5. Design your data collection
Data is collected because decisions were made on where to put sensors, what sensor frequency to set, what data to aggregate, or how to design an app. Most decisions were made without any consideration of how to analyze that data. For some applications there’s a need for longitudinal data or data aggregated with a certain frequency. In other cases any missing data represents information that you want to include in your model. Imputing these cases can destroy that information. To avoid delays and design bias, it’s good practice to involve an analyst in this process as early as possible.
6. Compete on analytics
There was a time when there wasn’t a lot of data and analytics basically consisted of pie charts for management. Occasionally, someone would query a database. Today, most companies are becoming a software and data company. Look at Google and Amazon. They are leaders in their respective verticals. Google’s algorithms are in direct competition with Microsoft’s. Google is creating whole new business models by leveraging their data using smart algorithms. To be the Google of your industry, compete on your analytical capability. In this light, human capital is crucial. In order to attract the right talent, establishing the right ‘data centric’ culture is key.
7. Presentation matters
A well-published result is that the presentation is just as important as predictive accuracy for recommender systems. Sometimes the output of a predictive model forms the input of a larger optimization chain. This doesn’t mean that supervised learning should stop there. You can test how to present different thresholds or colors to different groups. Spend the effort to create a visually compelling story out of your data insights.
8. Beware of data leakage
Data leakage is the phenomenon where you inadvertently design your predictive modeling pipeline to include information about the future that you wouldn’t normally have. You’ll get very good results when back-testing your model, but these good results won’t be reproducible in the real world. This type of mistake can sometimes be very subtle, but it will have a major impact on the usefulness of your results.

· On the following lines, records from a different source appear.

PR #10404, opened 2026-05-22
Make schedulers ignore config options set using environment variables

arnaudsjs:
# Description

This PR fixes the bug where environment variables, set on the server, are taken into account by schedulers started by that server. The sever generates a configuration file for each scheduler and only the configuration options in that file should be taken into account. Any configuration option set using an environment variable must be ignored.

The concrete issue we faced is that the Inmanta docker container sets the state_dir directory as a environment variable by default. Hence, all schedulers use the same state directory and not the state directory configured in the scheduler.cfg file. As such, all schedulers would store their venv directories in the same location. This caused race conditions where one scheduler would cleanup a venv that was created by another process.

# Self Check:

- [x] Changelog entry

### DIFF
--- a/changelogs/unreleased/bugfix-all-schedulers-use-same-state-dir.yml
+++ b/changelogs/unreleased/bugfix-all-schedulers-use-same-state-dir.yml
@@ -1,0 +1,6 @@
+---
+description: 'Fixed the bug where all the schedulers of the different environments used the same state directory. This bug can cause a "no such file or directory" error on the .inmanta_venv_status file of an agent which prevents resources from being deployed.'
+change-type: patch
+destination-branches: [master, iso9, iso8]
+sections:
+  bugfix: "{{description}}"
--- a/src/inmanta/config.py
+++ b/src/inmanta/config.py
@@ -228,8 +228,8 @@ class Config:
         cls.__instance = None
         cls._config_dir = None
         cls._min_c_config_file = None
-        cls._config_updated()
         cls._ignore_env_vars = False
+        cls._config_updated()
 
     @classmethod
     def _config_updated(cls) -> None:
--- a/src/inmanta/config.py
+++ b/src/inmanta/config.py
@@ -169,8 +169,8 @@ class Config:
         cls.__instance = config
         cls._config_dir = config_dir
         cls._min_c_config_file = min_c_config_file
-        cls._config_updated()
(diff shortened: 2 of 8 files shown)


Hugo-Inmanta (approved):

src/inmanta/config.py
```diff
@@ -91,20 +91,32 @@ class Config:
...
     _min_c_config_file: Optional[str] = None  # Config file
     __config_definition: dict[str, dict[str, "Option"]] = defaultdict(dict)
+    _ignore_env_vars: bool = False
 
     @classmethod
     def get_config_options(cls) -> dict[str, dict[str, "Option"]]:
         return cls.__config_definition
 
+    @classmethod
+    def is_ignoring_env_vars(cls) -> bool:
```
sanderr, line 101: `is_ignoring` implies a transient behavior. I think it's important for consistency that this is never toggled, i.e. only set at load time. I think the name should reflect that.

changelogs/unreleased/bugfix-all-schedulers-use-same-state-dir.yml
```diff
@@ -0,0 +1,6 @@
+---
+description: 'Fixed the bug where all the schedulers of the different environments used the same state directory. This bug can cause a "no such file or directory" error on the .inmanta_venv_status file of an agent which prevents resources from being deployed.'
```
sanderr, line 2:
```suggestion
description: 'Fixed the bug where all the agents of the different environments used the same state directory. This bug can cause a "no such file or directory" error on the .inmanta_venv_status file of an agent which prevents resources from being deployed.'
```

sanderr (changes requested):
After some more consideration, I think the current approach makes sense. But I do think that we should propagate *all* config, with the relevant overrides. Otherwise I worry we would add too much coupling: if we add more options that are relevant to the agent (or possibly we even have such already), they would have to be added explicitly to the config file.

sanderr:
A summary of the requirements and proposed fix discussed in the review has been posted in [#development on Slack](https://inmanta.slack.com/archives/CKRF0C8R3/p1779895116352529).

arnaudsjs:
@sanderr I can close this PR?

sanderr:
I think so, unless you think there is something in here that is still relevant that I didn't port to my PR?

Issue #10351, opened 2026-05-05
Scheduler stops receiving new version notifications after DB disconnect due to stale `tid_endpoint_to_session` entry


sanderr:
*This ticket was created by Claude under my supervision. I did not verify all details in the analysis, but I don't immediately see any flaws in it.*

---

## Summary

After a Postgres disconnect (e.g. server reboot), the scheduler can end up in a state where the server keeps routing reverse-RPC calls (`trigger_read_version`) to an **old, deleted session object** while the agent's heartbeat long-poll is waiting on a **new session object**. The call is never delivered, times out, and new versions are silently skipped until the scheduler process itself restarts.

This was observed in the mgmt orchestrator incident on 2026-05-04: 9 versions (1572569696–1572569705) went unprocessed for ~34 minutes.

---

## Root Cause

The bug is in `AgentManager._expire_session()` in `src/inmanta/server/agentmanager.py`.

### Sequence of events

1. **Postgres connection lost** (~05:47 UTC). The server process stays alive; the scheduler subprocess stays alive.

9. Take model training out of the database
Most analytics within companies takes place in the land of SQL. Traditional relational databases and SQL are great for storing, managing, and performing simple analytics jobs. Predictive modeling automatically trains a model by looking at examples. The algorithms used are often both data and computation intensive. The latter makes databases too slow to do training. SQL is also not expressive enough for predictive modeling. Hadoop offers a solution if the work can be divided into pieces and a lot of data is needed for training. Hadoop limits the complexity of the algorithms you can use and the magic still happens on-disc. Rarely will you need to use all of the raw data to distill a model, though. With smart sampling techniques you can end up with a small data set without losing hardly any predictive accuracy. Data sets on Kaggle never exceed the order of a gigabyte and most modeling in the world happens in-memory.
10. Privacy is no afterthought
You have the potential to upset your customers and the media if you design a predictive analytics project without considering its privacy impact. People are put off by the idea of a company magically ‘knowing’ something about their private lives, even if that knowledge is obtained using only public data. On the other hand, customers want you to make their data work for them and playing it too safe will stifle your innovation. Each company’s situation is unique and requires special attention to how knowledge of the customer will be perceived.
You can see predictive analytics as the special sauce that adds value to your data and gives you a competitive edge over the competition. There are great opportunities for organizations at the intersection of data and algorithms. It’s an exciting time to be working with data and predictive analytics. Good luck with your predictive analytics endeavors.